EXERCISE DETAILS => The lines to copy are those holding the string "checks" in the entries below.

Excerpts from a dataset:

◆ ◆ ◆ ◆ ◆

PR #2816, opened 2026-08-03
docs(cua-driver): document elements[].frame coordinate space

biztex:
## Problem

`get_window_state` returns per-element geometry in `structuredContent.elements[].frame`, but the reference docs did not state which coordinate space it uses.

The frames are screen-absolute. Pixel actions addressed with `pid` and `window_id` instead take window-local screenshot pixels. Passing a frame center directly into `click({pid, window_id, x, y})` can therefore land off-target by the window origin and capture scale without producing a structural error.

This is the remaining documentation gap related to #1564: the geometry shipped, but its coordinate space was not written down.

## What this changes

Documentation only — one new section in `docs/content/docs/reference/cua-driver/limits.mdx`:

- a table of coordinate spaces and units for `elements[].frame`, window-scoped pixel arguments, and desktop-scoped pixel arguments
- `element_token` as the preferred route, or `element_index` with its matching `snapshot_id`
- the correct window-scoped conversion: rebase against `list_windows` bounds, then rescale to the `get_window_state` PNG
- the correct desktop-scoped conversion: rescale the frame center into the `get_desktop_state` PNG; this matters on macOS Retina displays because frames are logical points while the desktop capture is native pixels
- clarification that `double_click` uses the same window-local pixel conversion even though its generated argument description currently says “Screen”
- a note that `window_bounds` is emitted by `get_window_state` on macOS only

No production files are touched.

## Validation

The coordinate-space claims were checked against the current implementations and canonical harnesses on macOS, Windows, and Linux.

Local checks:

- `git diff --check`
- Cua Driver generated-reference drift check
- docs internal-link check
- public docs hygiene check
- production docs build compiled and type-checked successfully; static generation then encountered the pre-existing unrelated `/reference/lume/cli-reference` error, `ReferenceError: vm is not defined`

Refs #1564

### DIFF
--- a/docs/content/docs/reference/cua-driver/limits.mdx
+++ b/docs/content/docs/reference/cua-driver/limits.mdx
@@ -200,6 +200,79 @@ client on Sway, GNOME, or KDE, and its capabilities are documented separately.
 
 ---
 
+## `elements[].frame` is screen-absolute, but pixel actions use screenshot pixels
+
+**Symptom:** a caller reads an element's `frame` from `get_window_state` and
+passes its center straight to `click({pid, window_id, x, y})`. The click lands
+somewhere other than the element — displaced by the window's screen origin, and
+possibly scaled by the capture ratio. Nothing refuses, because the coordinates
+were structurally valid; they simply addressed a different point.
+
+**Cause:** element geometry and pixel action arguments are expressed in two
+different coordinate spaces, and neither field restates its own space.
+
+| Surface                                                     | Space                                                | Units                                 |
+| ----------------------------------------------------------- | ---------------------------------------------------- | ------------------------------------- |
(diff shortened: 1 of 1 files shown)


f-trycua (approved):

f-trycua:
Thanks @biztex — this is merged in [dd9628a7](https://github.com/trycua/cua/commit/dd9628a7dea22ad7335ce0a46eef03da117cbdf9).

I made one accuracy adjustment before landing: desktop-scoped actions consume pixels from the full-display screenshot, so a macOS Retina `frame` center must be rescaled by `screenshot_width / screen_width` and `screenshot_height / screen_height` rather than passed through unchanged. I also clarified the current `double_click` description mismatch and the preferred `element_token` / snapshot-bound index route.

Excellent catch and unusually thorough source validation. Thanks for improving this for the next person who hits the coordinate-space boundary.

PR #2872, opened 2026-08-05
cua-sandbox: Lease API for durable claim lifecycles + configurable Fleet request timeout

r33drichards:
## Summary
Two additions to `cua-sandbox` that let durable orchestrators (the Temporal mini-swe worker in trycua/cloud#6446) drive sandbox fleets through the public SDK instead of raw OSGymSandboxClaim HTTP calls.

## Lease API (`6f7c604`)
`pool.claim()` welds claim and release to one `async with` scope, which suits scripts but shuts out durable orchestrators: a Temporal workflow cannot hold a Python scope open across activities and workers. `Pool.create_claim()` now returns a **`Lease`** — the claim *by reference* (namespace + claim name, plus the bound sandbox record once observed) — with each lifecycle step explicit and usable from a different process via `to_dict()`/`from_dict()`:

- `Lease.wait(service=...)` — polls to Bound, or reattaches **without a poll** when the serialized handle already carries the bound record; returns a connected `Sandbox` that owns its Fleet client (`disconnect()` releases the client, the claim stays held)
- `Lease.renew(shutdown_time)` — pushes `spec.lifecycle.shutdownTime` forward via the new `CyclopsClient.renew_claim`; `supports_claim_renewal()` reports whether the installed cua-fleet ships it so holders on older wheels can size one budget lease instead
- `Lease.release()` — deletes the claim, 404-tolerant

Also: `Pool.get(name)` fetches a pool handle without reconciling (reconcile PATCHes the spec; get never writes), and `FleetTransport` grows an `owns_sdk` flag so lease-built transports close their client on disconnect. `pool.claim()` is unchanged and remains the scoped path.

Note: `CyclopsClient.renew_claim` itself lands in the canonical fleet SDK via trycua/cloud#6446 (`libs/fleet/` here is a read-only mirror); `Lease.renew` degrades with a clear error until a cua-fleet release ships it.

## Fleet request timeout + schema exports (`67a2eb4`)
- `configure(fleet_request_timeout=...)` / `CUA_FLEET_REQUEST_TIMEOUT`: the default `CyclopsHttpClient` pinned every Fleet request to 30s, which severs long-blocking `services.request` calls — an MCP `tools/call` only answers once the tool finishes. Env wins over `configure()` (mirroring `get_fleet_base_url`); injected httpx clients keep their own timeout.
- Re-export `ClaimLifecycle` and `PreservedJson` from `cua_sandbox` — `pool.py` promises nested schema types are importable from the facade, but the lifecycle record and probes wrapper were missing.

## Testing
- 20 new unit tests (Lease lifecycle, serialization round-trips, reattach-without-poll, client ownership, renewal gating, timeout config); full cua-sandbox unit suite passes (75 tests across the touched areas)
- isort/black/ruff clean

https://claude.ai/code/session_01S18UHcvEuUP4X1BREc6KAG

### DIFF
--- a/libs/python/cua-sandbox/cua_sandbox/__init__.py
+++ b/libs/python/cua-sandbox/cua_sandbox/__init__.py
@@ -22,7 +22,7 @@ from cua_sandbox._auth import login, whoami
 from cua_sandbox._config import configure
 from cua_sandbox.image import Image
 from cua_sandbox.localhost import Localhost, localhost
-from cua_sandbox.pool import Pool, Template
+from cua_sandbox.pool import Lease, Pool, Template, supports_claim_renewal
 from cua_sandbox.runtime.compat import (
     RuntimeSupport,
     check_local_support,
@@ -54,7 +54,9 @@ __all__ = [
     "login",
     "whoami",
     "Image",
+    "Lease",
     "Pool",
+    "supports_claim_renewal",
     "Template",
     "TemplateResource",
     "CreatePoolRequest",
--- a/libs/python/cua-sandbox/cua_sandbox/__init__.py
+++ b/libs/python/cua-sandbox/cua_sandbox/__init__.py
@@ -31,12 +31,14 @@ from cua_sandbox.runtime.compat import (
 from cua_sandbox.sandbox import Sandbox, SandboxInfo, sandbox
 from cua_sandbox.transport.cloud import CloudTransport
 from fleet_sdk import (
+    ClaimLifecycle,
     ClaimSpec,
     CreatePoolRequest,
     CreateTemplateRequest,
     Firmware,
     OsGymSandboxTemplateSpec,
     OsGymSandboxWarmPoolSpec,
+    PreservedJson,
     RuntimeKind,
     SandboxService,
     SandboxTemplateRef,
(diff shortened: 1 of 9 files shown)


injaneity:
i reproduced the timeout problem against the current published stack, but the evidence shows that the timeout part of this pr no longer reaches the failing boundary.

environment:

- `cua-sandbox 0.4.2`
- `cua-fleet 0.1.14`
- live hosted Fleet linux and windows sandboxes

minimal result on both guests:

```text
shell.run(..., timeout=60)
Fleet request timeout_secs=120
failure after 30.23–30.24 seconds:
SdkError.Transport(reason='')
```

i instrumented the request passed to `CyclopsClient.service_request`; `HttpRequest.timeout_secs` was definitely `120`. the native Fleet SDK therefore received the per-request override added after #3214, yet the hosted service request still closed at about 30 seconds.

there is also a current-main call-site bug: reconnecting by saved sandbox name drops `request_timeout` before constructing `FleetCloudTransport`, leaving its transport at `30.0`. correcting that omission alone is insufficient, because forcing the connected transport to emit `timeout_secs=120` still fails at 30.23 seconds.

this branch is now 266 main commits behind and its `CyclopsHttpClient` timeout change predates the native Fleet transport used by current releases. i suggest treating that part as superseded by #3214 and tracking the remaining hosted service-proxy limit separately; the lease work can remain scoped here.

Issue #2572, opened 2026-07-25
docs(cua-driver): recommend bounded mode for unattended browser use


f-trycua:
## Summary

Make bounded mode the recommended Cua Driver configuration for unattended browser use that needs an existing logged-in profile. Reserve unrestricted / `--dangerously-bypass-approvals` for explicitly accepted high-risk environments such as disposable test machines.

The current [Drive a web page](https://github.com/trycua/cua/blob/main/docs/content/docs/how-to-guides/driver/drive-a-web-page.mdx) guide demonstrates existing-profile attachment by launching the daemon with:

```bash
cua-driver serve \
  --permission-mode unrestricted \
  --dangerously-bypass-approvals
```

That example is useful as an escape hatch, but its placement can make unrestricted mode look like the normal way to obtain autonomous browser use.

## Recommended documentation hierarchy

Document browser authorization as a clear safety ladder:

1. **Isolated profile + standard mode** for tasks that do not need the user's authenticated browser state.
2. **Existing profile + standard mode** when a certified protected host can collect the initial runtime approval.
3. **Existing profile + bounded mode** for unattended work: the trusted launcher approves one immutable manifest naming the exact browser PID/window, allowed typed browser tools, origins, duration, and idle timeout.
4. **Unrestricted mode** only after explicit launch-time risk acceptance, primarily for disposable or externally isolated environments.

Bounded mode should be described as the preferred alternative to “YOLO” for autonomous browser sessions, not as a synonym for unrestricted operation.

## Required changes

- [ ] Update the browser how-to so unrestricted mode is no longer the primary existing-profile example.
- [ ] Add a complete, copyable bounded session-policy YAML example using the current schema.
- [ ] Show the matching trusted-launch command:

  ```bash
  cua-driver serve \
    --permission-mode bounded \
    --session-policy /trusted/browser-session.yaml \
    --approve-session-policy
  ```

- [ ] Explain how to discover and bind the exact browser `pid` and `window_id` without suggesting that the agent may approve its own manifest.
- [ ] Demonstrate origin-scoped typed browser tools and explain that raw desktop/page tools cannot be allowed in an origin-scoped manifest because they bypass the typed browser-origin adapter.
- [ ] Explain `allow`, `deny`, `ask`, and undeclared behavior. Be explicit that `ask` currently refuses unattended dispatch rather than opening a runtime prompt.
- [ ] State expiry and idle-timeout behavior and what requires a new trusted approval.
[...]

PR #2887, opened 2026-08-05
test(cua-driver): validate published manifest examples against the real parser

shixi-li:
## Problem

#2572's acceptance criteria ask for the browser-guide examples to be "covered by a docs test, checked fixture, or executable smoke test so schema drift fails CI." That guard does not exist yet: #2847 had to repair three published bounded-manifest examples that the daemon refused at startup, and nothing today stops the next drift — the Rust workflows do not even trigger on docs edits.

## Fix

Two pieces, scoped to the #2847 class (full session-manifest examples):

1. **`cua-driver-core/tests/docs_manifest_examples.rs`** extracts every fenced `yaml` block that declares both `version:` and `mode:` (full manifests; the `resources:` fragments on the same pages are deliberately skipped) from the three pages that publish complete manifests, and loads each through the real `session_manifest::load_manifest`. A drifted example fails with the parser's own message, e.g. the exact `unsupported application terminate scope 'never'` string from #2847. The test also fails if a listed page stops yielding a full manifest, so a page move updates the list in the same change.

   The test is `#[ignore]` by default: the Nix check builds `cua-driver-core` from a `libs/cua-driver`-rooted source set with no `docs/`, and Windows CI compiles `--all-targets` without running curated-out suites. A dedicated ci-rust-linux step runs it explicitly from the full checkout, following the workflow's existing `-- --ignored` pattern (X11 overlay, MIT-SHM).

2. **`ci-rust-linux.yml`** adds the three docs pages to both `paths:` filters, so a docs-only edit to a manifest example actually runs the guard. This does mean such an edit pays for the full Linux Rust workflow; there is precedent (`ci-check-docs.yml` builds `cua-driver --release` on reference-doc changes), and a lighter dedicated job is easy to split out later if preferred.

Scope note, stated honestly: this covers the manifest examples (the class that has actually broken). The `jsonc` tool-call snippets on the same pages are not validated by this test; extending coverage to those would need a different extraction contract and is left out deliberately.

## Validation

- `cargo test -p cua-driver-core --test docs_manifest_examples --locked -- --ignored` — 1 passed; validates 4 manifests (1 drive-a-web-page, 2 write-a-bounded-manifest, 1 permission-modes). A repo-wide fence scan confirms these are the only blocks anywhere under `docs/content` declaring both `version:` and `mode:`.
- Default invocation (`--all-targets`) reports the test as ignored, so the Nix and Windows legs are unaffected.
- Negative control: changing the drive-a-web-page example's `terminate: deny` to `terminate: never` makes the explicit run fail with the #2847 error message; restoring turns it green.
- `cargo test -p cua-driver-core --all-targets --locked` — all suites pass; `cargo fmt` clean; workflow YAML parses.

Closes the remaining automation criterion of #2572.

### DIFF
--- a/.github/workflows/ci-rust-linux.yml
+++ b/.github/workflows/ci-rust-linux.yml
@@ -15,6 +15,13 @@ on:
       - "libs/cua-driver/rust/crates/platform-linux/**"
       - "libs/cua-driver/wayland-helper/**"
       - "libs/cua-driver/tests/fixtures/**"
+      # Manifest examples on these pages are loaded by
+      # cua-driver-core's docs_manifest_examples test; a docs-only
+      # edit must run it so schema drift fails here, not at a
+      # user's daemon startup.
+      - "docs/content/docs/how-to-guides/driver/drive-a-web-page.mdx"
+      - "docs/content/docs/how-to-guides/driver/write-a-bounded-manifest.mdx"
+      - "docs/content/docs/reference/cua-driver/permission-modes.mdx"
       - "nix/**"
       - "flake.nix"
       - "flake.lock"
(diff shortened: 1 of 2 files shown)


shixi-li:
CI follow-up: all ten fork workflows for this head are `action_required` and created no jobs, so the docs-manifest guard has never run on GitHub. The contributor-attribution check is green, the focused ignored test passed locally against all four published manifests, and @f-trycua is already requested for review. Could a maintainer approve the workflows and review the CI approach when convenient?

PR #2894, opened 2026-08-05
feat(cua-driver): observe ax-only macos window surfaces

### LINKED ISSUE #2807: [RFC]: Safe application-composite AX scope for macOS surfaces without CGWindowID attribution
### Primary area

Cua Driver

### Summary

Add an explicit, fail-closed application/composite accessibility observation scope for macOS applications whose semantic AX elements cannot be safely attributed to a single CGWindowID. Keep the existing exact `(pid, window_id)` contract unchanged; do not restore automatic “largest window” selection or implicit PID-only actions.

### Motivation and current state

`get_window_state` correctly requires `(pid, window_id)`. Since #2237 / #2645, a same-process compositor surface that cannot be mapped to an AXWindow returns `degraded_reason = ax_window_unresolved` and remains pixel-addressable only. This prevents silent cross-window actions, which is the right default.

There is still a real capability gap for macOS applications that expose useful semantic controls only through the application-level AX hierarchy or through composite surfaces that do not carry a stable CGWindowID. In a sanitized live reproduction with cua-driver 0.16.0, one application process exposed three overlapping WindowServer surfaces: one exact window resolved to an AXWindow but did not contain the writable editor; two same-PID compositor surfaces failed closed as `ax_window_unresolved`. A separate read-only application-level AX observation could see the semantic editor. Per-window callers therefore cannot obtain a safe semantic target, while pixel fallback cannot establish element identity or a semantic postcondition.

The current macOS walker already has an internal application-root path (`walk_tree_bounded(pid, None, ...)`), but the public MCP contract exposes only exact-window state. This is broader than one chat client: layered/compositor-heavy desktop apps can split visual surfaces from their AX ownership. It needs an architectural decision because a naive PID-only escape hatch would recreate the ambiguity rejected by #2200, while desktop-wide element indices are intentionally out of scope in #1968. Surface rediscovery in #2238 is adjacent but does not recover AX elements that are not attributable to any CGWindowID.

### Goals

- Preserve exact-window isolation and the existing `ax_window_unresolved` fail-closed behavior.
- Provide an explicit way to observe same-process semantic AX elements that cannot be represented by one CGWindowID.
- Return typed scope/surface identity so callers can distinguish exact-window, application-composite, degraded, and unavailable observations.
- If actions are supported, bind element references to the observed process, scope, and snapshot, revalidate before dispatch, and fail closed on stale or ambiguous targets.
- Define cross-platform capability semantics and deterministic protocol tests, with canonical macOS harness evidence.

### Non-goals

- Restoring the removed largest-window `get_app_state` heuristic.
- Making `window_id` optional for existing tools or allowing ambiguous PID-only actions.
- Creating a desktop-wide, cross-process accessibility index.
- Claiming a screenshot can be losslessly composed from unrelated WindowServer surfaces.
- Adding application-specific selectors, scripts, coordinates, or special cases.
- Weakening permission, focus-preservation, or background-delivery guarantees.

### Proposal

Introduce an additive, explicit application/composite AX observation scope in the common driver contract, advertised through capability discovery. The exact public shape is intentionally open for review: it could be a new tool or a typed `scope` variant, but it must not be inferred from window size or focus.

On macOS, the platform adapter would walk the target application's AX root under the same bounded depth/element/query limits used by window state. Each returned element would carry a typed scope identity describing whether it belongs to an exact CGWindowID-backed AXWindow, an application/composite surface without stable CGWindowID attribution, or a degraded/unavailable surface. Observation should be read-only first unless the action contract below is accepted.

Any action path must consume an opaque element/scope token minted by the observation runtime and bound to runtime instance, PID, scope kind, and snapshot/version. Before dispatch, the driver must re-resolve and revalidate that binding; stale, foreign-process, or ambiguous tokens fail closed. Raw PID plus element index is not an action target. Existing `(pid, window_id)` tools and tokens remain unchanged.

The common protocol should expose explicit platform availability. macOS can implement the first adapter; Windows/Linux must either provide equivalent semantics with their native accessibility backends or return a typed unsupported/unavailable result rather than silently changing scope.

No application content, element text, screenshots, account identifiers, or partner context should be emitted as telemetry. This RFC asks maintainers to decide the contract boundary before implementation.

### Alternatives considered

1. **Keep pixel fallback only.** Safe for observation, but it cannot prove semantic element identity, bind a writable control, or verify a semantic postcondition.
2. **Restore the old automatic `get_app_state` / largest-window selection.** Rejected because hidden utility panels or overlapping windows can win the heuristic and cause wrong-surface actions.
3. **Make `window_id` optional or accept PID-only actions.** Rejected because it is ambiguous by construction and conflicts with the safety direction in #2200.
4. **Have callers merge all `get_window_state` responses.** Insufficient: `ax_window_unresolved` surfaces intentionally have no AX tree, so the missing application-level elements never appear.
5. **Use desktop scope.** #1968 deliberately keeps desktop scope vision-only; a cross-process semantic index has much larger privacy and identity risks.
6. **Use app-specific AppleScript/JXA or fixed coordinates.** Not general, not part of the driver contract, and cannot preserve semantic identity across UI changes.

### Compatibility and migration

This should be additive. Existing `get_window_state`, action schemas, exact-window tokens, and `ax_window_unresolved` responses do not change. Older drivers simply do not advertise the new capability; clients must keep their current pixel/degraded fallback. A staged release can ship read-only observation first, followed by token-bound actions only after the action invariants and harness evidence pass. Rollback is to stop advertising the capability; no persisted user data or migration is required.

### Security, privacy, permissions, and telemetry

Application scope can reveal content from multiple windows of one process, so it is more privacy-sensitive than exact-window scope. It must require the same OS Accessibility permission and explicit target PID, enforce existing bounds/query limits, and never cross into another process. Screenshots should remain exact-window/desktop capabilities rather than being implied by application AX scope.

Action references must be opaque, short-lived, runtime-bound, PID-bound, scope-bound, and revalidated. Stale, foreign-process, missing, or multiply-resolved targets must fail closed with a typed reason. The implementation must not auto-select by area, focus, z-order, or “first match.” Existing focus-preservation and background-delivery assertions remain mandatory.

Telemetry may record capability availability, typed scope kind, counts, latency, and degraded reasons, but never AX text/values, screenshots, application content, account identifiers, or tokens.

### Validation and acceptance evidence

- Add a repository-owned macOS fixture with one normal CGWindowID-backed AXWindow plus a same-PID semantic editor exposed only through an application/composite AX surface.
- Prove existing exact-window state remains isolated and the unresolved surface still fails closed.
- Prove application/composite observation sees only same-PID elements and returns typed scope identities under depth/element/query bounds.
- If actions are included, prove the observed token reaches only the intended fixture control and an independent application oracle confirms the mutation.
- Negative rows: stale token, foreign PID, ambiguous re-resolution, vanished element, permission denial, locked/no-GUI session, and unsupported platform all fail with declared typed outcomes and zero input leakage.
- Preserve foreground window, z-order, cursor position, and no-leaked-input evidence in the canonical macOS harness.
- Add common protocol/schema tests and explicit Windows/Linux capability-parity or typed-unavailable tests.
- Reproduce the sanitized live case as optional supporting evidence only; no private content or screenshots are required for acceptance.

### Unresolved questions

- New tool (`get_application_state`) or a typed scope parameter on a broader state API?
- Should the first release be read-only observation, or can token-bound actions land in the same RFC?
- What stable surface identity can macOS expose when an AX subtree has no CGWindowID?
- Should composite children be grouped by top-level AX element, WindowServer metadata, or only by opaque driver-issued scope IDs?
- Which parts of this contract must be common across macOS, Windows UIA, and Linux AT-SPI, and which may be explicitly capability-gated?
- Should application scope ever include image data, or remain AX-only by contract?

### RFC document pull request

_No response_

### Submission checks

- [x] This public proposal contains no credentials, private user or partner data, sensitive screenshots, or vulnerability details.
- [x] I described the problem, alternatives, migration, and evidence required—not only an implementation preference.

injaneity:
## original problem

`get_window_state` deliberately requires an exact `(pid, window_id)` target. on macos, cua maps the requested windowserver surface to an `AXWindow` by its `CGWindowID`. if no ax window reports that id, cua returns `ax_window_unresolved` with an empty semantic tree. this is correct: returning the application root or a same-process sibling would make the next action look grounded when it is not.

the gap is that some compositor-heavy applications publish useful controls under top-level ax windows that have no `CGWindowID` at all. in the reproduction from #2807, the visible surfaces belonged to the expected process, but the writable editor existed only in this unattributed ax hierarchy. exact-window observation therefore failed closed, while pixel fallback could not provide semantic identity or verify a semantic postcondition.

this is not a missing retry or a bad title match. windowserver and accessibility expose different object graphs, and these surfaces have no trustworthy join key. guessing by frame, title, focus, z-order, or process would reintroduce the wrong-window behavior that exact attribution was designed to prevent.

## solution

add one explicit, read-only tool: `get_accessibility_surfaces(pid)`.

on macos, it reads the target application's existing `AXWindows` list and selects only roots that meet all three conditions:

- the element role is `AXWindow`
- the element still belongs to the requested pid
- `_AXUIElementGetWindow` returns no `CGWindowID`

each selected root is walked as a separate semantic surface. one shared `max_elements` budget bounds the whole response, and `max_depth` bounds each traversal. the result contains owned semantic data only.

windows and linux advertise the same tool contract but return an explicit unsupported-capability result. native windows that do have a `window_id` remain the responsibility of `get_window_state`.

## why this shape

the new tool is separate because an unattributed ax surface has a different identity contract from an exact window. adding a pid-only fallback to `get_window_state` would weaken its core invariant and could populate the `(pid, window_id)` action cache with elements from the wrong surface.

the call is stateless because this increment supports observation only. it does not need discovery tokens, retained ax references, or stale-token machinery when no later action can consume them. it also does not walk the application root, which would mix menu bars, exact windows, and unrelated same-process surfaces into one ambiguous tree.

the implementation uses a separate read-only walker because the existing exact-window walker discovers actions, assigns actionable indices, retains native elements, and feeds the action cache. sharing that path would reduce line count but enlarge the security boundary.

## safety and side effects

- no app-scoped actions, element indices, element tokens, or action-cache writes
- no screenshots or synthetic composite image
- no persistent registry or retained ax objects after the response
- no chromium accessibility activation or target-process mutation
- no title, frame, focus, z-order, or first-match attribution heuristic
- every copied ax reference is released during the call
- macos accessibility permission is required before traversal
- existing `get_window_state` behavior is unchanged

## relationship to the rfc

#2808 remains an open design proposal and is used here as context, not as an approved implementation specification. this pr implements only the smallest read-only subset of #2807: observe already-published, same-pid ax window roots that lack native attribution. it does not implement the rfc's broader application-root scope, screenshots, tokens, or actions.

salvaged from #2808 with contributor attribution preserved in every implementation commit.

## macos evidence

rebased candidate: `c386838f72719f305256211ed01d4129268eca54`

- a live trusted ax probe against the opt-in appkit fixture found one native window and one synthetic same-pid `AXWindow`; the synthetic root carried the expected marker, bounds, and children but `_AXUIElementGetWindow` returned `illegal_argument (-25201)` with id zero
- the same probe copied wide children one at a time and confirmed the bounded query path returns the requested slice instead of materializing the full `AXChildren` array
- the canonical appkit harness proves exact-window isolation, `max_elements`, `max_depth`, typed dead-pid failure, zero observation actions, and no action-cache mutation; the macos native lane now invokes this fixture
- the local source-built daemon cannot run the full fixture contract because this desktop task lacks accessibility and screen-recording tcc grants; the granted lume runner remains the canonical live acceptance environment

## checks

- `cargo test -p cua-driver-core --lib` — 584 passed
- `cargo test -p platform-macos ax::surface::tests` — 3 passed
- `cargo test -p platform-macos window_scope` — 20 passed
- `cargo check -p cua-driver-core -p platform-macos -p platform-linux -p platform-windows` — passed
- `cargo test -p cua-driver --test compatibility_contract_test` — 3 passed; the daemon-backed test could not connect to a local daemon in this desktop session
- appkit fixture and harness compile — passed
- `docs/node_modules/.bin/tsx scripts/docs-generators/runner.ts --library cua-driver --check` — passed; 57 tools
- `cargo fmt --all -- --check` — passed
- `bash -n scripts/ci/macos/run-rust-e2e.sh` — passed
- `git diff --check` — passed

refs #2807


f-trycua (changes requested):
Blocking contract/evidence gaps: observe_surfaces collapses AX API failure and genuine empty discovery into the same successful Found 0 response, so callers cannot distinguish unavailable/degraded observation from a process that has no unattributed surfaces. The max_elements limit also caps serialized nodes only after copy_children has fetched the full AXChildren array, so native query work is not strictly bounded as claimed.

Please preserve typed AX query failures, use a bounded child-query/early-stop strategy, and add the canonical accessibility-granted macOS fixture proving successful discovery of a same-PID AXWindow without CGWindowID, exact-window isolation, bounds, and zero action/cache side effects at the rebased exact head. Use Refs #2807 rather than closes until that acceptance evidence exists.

◆ ◆ ◆ ◆ ◆

TASK ANSWER =>
Local checks:
### Submission checks
## checks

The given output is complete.